# Action item
Each entry needs to be given again, character for character.

# Dataset
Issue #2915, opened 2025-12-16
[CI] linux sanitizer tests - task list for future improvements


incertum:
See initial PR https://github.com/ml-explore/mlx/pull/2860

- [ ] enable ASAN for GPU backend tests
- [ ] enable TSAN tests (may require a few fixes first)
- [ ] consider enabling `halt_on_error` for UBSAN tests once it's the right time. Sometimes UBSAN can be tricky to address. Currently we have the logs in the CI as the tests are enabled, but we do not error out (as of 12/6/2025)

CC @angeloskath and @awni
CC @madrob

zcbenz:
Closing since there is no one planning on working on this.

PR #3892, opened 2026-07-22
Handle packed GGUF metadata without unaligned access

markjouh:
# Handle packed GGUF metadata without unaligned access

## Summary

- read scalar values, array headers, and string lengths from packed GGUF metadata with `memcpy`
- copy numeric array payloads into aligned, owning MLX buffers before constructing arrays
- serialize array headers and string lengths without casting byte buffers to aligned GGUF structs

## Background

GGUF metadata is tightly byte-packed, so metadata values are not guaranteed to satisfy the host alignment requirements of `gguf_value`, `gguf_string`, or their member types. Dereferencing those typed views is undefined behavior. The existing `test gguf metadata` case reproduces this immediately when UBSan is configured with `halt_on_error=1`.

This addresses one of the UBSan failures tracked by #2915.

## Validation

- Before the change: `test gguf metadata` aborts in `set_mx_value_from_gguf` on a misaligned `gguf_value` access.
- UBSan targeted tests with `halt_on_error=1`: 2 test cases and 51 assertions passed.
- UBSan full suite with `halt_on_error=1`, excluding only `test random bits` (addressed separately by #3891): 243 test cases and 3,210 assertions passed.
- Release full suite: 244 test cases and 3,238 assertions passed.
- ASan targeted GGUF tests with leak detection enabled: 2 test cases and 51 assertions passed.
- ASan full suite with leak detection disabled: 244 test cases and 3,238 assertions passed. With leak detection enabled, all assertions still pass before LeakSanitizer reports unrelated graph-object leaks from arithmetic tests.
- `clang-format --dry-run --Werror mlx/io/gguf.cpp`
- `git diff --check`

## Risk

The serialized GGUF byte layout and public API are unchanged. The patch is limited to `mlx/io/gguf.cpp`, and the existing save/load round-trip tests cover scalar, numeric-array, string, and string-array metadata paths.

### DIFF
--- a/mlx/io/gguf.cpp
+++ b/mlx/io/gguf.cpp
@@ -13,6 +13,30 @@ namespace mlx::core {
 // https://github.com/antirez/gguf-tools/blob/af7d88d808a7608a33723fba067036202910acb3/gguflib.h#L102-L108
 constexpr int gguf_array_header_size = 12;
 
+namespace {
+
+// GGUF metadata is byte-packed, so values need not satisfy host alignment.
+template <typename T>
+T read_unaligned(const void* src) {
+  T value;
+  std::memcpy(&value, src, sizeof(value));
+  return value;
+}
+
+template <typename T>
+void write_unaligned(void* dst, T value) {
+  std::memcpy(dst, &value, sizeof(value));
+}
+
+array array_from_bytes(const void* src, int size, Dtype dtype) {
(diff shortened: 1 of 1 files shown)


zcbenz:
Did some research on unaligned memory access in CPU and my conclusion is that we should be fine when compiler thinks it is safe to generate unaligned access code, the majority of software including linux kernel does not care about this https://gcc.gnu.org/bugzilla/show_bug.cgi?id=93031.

# Expected output
Issue #2915, opened 2025-12-16
[CI] linux sanitizer tests - task list for future improvements


incertum:
See initial PR https://github.com/ml-explore/mlx/pull/2860

- [ ] enable ASAN for GPU backend tests
- [ ] enable TSAN tests (may require a few fixes first)
- [ ] consider enabling `halt_on_error` for UBSAN tests once it's the right time. Sometimes UBSAN can be tricky to address. Currently we have the logs in the CI as the tests are enabled, but we do not error out (as of 12/6/2025)

CC @angeloskath and @awni
CC @madrob

zcbenz:
Closing since there is no one planning on working on this.

PR #3892, opened 2026-07-22
Handle packed GGUF metadata without unaligned access

markjouh:
# Handle packed GGUF metadata without unaligned access

## Summary

- read scalar values, array headers, and string lengths from packed GGUF metadata with `memcpy`
- copy numeric array payloads into aligned, owning MLX buffers before constructing arrays
- serialize array headers and string lengths without casting byte buffers to aligned GGUF structs

## Background

GGUF metadata is tightly byte-packed, so metadata values are not guaranteed to satisfy the host alignment requirements of `gguf_value`, `gguf_string`, or their member types. Dereferencing those typed views is undefined behavior. The existing `test gguf metadata` case reproduces this immediately when UBSan is configured with `halt_on_error=1`.

This addresses one of the UBSan failures tracked by #2915.

## Validation

- Before the change: `test gguf metadata` aborts in `set_mx_value_from_gguf` on a misaligned `gguf_value` access.
- UBSan targeted tests with `halt_on_error=1`: 2 test cases and 51 assertions passed.
- UBSan full suite with `halt_on_error=1`, excluding only `test random bits` (addressed separately by #3891): 243 test cases and 3,210 assertions passed.
- Release full suite: 244 test cases and 3,238 assertions passed.
- ASan targeted GGUF tests with leak detection enabled: 2 test cases and 51 assertions passed.
- ASan full suite with leak detection disabled: 244 test cases and 3,238 assertions passed. With leak detection enabled, all assertions still pass before LeakSanitizer reports unrelated graph-object leaks from arithmetic tests.
- `clang-format --dry-run --Werror mlx/io/gguf.cpp`
- `git diff --check`

## Risk

The serialized GGUF byte layout and public API are unchanged. The patch is limited to `mlx/io/gguf.cpp`, and the existing save/load round-trip tests cover scalar, numeric-array, string, and string-array metadata paths.

### DIFF
--- a/mlx/io/gguf.cpp
+++ b/mlx/io/gguf.cpp
@@ -13,6 +13,30 @@ namespace mlx::core {
 // https://github.com/antirez/gguf-tools/blob/af7d88d808a7608a33723fba067036202910acb3/gguflib.h#L102-L108
 constexpr int gguf_array_header_size = 12;
 
+namespace {
+
+// GGUF metadata is byte-packed, so values need not satisfy host alignment.
+template <typename T>
+T read_unaligned(const void* src) {
+  T value;
+  std::memcpy(&value, src, sizeof(value));
+  return value;
+}
+
+template <typename T>
+void write_unaligned(void* dst, T value) {
+  std::memcpy(dst, &value, sizeof(value));
+}
+
+array array_from_bytes(const void* src, int size, Dtype dtype) {
(diff shortened: 1 of 1 files shown)


zcbenz:
Did some research on unaligned memory access in CPU and my conclusion is that we should be fine when compiler thinks it is safe to generate unaligned access code, the majority of software including linux kernel does not care about this https://gcc.gnu.org/bugzilla/show_bug.cgi?id=93031.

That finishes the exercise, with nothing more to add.